# maternity leave in UAE



## EMG (Jul 10, 2008)

Hi,

I know that maternity leave is 45 days in UAE. but does anyone know whether there is any legal obligation in terms of working conditions after you come back from maternity leave.(i.e. flexible working hours, part time or do you have to work full time, etc)

Thanks in advance


----------



## cairogal (Aug 11, 2007)

Legally, I'm pretty sure you are entitled 1 hour off of each day while you are nursing, which would take you up to 2 years after giving birth. Part time is a strange concept in the UAE-especially if they've brought you over from another country for employment purposes. If you're living in the UAE already and on a spousal sponsorship you might find that your employer is more easy-going.
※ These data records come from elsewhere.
PR #1719, opened 2021-07-28
Fixed get_the_excerpt filter hook missing second param

eri-trabiccolo:
## Description
We need to pass a second parameter to `get_the_excerpt` filter hook according to the [WP core filter definition.](https://developer.wordpress.org/reference/hooks/get_the_excerpt/)
The second parameter (the `$post`) has been added since wp 4.5.0.
Not passing it can cause fatal errors, as reported [here](https://github.com/gocodebox/lifterlms-rest/issues/233#issuecomment-888303723) - a conflict with the latest version of the Divi theme 4.10.0
So this...
Fixes https://github.com/gocodebox/lifterlms-rest/issues/233

## How has this been tested?
Manually

## Types of changes

## Checklist:

### DIFF
--- a/includes/abstracts/abstract.llms.post.model.php
+++ b/includes/abstracts/abstract.llms.post.model.php
@@ -5,7 +5,7 @@
  * @package LifterLMS/Abstracts/Classes
  *
  * @since 3.0.0
- * @since [version]
+ * @version [version]
  */
 
 defined( 'ABSPATH' ) || exit;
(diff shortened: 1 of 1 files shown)


includes/abstracts/abstract.llms.post.model.php
```diff
@@ -5,7 +5,7 @@
  * @package LifterLMS/Abstracts/Classes
  *
  * @since 3.0.0
- * @version 4.10.0
+ * @since [version]
```
```suggestion
 * @version [version]
```

thomasplevy (changes requested):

Some less reputable employers don't like it when you take all the days that you're entitled to. I worked for a school that only allowed 2 weeks for maternity leave. When a colleague took the full 40 days (I think it's 40 and not 45, but perhaps I'm wrong) her contract was not renewed.


----------



## EMG (Jul 10, 2008)

Thanks a lot for the reply, it is not going to be very easy I guess as in Europe


----------



## cairogal (Aug 11, 2007)

The maternity leave is nice, but the UAE is really about getting the most out of the people who work there. Part time, flex hours...these ideas are sorta lost of _most_ managers over there. Considering what they shell out to bring an foreigner in to work, it's not in their best financial interests to accommodate beyond the time frame dictated by law.


----------